Purpose of the Study
The main purpose of this study is to investigate the classroom management of lack of attention among primary school pupils in Asaba Central Education a Authority. Specifically, this study will seek to determine the:
1. Prevalent lack of attention exhibited by primary school pupils.
2. Causes of lack of attention exhibited among primary school pupils.
3. Classroom management strategies adopted by teachers to manage lack of attention in primary school.
4. Effective strategies available for use in management of lack of attention among primary school pupils.
Significance of the Study
This study has both theoretical and practical significance. Theoretically, this study will contribute to the existing knowledge on measures that best optimize teaching and learning and the objectives of children to education with regard to managing lack of attention among primary school pupils. Moreover, the findings of the study will validate or invalidate Haim Ginott classroom management theory and Bandura’s Behavioural theory.
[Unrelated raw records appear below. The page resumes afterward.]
PR #277, opened 2024-02-07
Add support for OpenAI response format

### LINKED ISSUE #274: Add support for the OpenAI response_format configuration
Hello folks

I often observed issues with a model not outputting proper json despite the prompt specifically asking for json ("you must return a valid json object, with no control characters" etc...).
This obviously can be mitigated by Retries but it remains a waste of token and API calls.

OpenAI offers a [response_format](https://platform.openai.com/docs/api-reference/chat/create#chat-create-response_format) on some of their models, allowing to force the model to output a specific format (mainly json at this stage).

I did some testing and it seems this setting fixes the issue. Langchain4j surfaces this setting (eg https://github.com/langchain4j/langchain4j/blob/b36315056ef6a4f4a021bd4cfcc97ac0d6c1a4de/langchain4j/src/test/java/dev/langchain4j/service/AiServicesIT.java#L249) and I'd like to make it accessible in the `ChatModelConfig` of this project.

I have [a working branch locally](https://github.com/PierreBtz/quarkus-langchain4j/commit/00904db478c6895d04f8430efb5df8e16fa704fe) but before I go ahead, polish it and open a PR I want to make sure with you it's something you want.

In other words, the findings of the study will either approve or disapprove the relevance of the theories on which the study is anchored as it pertains to management of disruptive behaviour among primary school pupils.
Specifically, the relevance of the theory to this study is that people learn disruptive behaviour in the same way they learn football, emulates successful students and positive ideals. Children learn from models that they regard as significant such as colleagues and peers. Peers establish basic patterns at the school or playing ground which in spite of possible changes is never completely extinguished as the child grows. From this theory, it stands to reason that the behaviour of a child is a reflection of the type of peer influences under which the child grew up. Hence, deficiency in proper socialization both by parents and teachers may likely encourage disruptive behaviours. This thereafter prevents positive socialization processes. Practically, the study will be beneficial to the Government, Enugu State Universal Basic Education Board (ESUBEB), curriculum planners, pupils, teachers/teacher trainees, parents, Teachers training institutions and future researchers.